The AboutHomeStartupCacheChild will also be responsible for generating the cache periodically. Periodically, the AboutNewTabService will send down the most up-to-date state for about:home from the parent process, and then the AboutHomeStartupCacheChild will generate document markup using ReactDOMServer within a ChromeWorker. After that’s generated, the “privileged about content process” will send up nsIInputStream instances for both the markup and the script for the initial page state. The AboutHomeStartupCache singleton inside of BrowserGlue is responsible for receiving those nsIInputStream’s and persisting them in the HTTP cache for the next start.

What is cached?

Two things are cached:

  1. The raw HTML mark-up of about:home.

  2. A small chunk of JavaScript that “hydrates” the markup through the React libraries, allowing the page to become interactive after painting.

The JavaScript being cached cannot be put directly into the HTML mark-up as inline script due to the CSP of about:home, which does not allow inline scripting. Instead, we load a script from about:home?jscache. This goes through the same mechanism for retrieving the HTML document from the cache, but instead pulls down the cached script.

If the HTML mark-up is cached, then we presume that the script is also cached. We cannot cache one and not the other. If only one cache exists, or only one has been sent down to the “privileged about content process” by the time the about:home document is requested, then we fallback to loading the dynamic about:home document.

Refreshing the cache

The cache is refreshed periodically by having ActivityStreamMessageChannel tell AboutHomeStartupCache when it has sent any messages down to the preloaded about:newtab. In general, such messages are a good hint that something visual has updated for the next about:newtab, and that the cache should probably be refreshed.

AboutHomeStartupCache debounces notifications about such messages, since they tend to be bursty.

Invalidating the cache

It’s possible that the composition or layout of about:home will change over time from release to release. When this occurs, it might be desirable to invalidate any pre-existing cache that might exist for a user, so that they don’t see an outdated about:home on startup.
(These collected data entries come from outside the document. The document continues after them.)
PR #13201, opened 2023-07-18
Moves non-racked devices to tab

### LINKED ISSUE #11803: Move non-racked devices to a separate tab under the rack view
### NetBox version

v3.4.5

### Feature type

### Proposed functionality

Set the list "Non-Racked Devices" via the rack or as a separate tab/register

image

Maybe even with a signal colour so that you can recognise more quickly that there is a special feature here, which is not the case with every rack.
image

THX to @abhi1693 for the basic image.

### Use case

I have been thinking about raising this point for months. But I realise again and again that it is important.

Racks with 42 units are so long that you can't see the "non-racked devices" area on a 24" monitor. That's why you don't pay attention to them. Either they are devices that are not sorted or devices that cannot be installed in a unit, e.g. socket outlets, small devices that are screwed to the rack, e.g. temperature monitors. 

Translated with www.DeepL.com/Translator (free version)

### Database changes

_No response_

### External dependencies

_No response_

abhi1693:

### DIFF
--- a/netbox/dcim/views.py
+++ b/netbox/dcim/views.py
@@ -681,13 +681,6 @@ class RackView(generic.ObjectView):
             (PowerFeed.objects.restrict(request.user).filter(rack=instance), 'rack_id'),
         )
 
-        # Get 0U devices located within the rack
-        nonracked_devices = Device.objects.filter(
-            rack=instance,
-            position__isnull=True,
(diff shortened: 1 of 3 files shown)


jeremystretch:
Thanks @abhi1693!

PR #13202, opened 2023-07-18
Adds faster polling for scripts and reports

### LINKED ISSUE #13097: Faster initial poll for script responses
### NetBox version

v3.5.4

### Feature type

### Proposed functionality

One of the downsides of scripts now being run as background tasks, with the results being polled, is that even a trivial script takes 5 seconds to produce a response.

e.g. even a simple script like this, still takes 5 seconds before its result is shown in the UI:

image

I propose that either:
* the first poll is done 1 second after the job is submitted, and then 5 seconds thereafter (I expect that to be a very simple change)
* the first few polls are done at 0.5 and 1 second intervals, after which it reverts to 5 seconds

Some sort of COMET / long-poll / server-sent event would clearly be a better solution, so that the result is returned as soon as it's available, but that would more work to implement.

### Use case

When scripts are being used to automate data entry tasks, a 5 second delay on every form submission is long enough to become annoying quickly.

### Database changes

None

### External dependencies

None

abhi1693:

### DIFF
--- a/netbox/templates/extras/report_result.html
+++ b/netbox/templates/extras/report_result.html
@@ -4,7 +4,7 @@
 
 {% block content-wrapper %}
   <div class="row p-3">
-    <div class="col col-md-12"{% if not job.completed %} hx-get="{% url 'extras:report_result' job_pk=job.pk %}" hx-trigger="every 5s"{% endif %}>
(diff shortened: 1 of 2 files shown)


jeremystretch:
In testing, I only see HTMX requests at 500ms and at 5sec intervals. It doesn't seem like the 1sec or 2sec delay timers are in effect.

IMO a 1- or 2-second initial delay timer is probably sufficient anyway.

abhi1693:
@jeremystretch Check now, I have removed the extra load definitions

jeremystretch:
Thanks @abhi1693!

PR #13203, opened 2023-07-18
Adds sensitive_parameters to DataBackend

### LINKED ISSUE #12625: Datasource passwords are displayed in plaintext

abhi1693:
### Fixes: #12625

I have added a new parameter `sensitive_parameters` which takes a list of fields that should be considered to contain confidential information like keys and passwords.

@jeremystretch I'm not sure if I should keep the perms check in the template, kindly advise.

### DIFF
--- a/netbox/core/data_backends.py
+++ b/netbox/core/data_backends.py
@@ -41,6 +41,7 @@ def register_backend(name):
 
 class DataBackend:
     parameters = {}
+    sensitive_parameters = []
 
     def __init__(self, url, **kwargs):
         self.url = url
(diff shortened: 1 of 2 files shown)


jeremystretch:
> I'm not sure if I should keep the perms check in the template, kindly advise.

Makes sense to me. Thanks for taking this!

PR #13243, opened 2023-07-23
Fixes #13233 - Remove vlan_group from nullable fields in InterfaceBulkEditForm

### LINKED ISSUE #13233: Interface Bulk edit fails if vlan_group is set to null
### NetBox version

v3.5.6

### Python version

3.8

### Steps to Reproduce

1. Select multiple Interfaces and click on Edit below the list.
2. Activate `Set Null` for the `802.1Q Switching`>` VLAN group` option
3. Click on save

### Expected Behavior

There is no `Set Null` option as the group is used for filtering only or at least no error is raised.

### Observed Behavior

 Server Error  is raised.
```
<class 'AttributeError'>

'NoneType' object has no attribute 'null'

Python version: 3.8.10
NetBox version: 3.5.6
```

kkthxbye-code:
### Fixes: #13233 

vlan_group does not exist on the Interface model and as such can't be nulled.


jeremystretch:
Thanks @kkthxbye-code!

PR #13247, opened 2023-07-23
Fixes #13051 - Allow table cells to be aligned.

### LINKED ISSUE #13051: Unable to Align Markdown Tables Values
### NetBox version

3.5.1 (also tested on 3.5.4)

### Python version

3.10

### Steps to Reproduce

1. Edit any object that supports the Comments field
2. Add a table with colons on one or both sides of the hyphens in header row, thus indicating desired alignment, such as:

```
| Left Alignment| Center Alignment | Right Aligment     |
| :---        |    :----:   |          ---: |
| Words     | Title       | Here's this   |
| Values   | Text        | And more      |
```

3. Either preview the table on the Edit page, or save the object and view the Comments field

### Expected Behavior

I expected the table to be aligned per [the documentation on markdown support](https://docs.netbox.dev/en/stable/reference/markdown/), which would involve it appearing like below:

| Left Alignment| Center Alignment | Right Aligment     |
| :---        |    :----:   |          ---: |
| Words     | Title       | Here's this   |
| Values   | Text        | And more      |

### Observed Behavior

The colons seem to be totally ignored, as shown in the screenshots below (using the same markdown syntax as above):

image

image

kkthxbye-code:
### Fixes: #13051

See reasoning for CSS changes here: https://github.com/netbox-community/netbox/issues/13051#issuecomment-1646956815


kkthxbye-code:
Tried it out briefly. It installs fine, haven't checked for differences in mkdocs though, but it builds. However I wanted the upgrade because the TableExtension would use the style attribute instead, which makes the css changes unnecessary, however with bleach it's not enough to allow the style attribute:

https://bleach.readthedocs.io/en/latest/clean.html#sanitizing-css

You have to install the additional package bleach[css] and pass a CSSSanitizer to the sanitizer. I can do the work, but there's a bunch of other changes to mkdocs that we need to verify doesn't break the docs. On top of that, bleach is deprecated (still going to get security patches I think).

Not sure what the best option is here. However if we keep the current fix, we need to remember that when we upgrade python-markdown to 3.4.x, we need to pass the `use_align_attribute=True` to TableExtension - otherwise tables will break because they made the new way of doing it the default.

Simple stuff is never simple...

jeremystretch:
In that case, I have no problem merging this as-is. Thanks for digging so far into this!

To do this, we set a version number on the cache entry, and ensure that the version number is equal to our expectations on startup. If the version number does not match our expectation, then the cache is discarded and the about:home document will be rendered dynamically.

The version number is currently set to the application build ID. This means that when the application updates, the cache is invalidated on the first restart after a browser update is applied.

Handling errors

about:home is typically the first thing that the user sees upon starting the browser. It is critically important that it function quickly and correctly. If anything happens to go wrong when retrieving or saving to the cache, we should fall back to generating the document dynamically.

As an example, it’s theoretically possible for the browser to crash while in the midst of saving to the cache. In that case, we might have a partial document saved, or a partial script saved - neither of which is acceptable.

Thankfully, the HTTP cache was designed with resilience in mind, so partially written entries are automatically discarded, which allows us to fall back to the dynamic page generation mode.

As additional redundancy to that resilience, we also make sure to create a new nsICacheEntry every time the cache is populated, and write the version metadata as the last step. Since the version metadata is written last, we know that if it’s missing when we try to load the cache that the writing of the page and the script did not complete, and that we should fall back to dynamically rendering the page.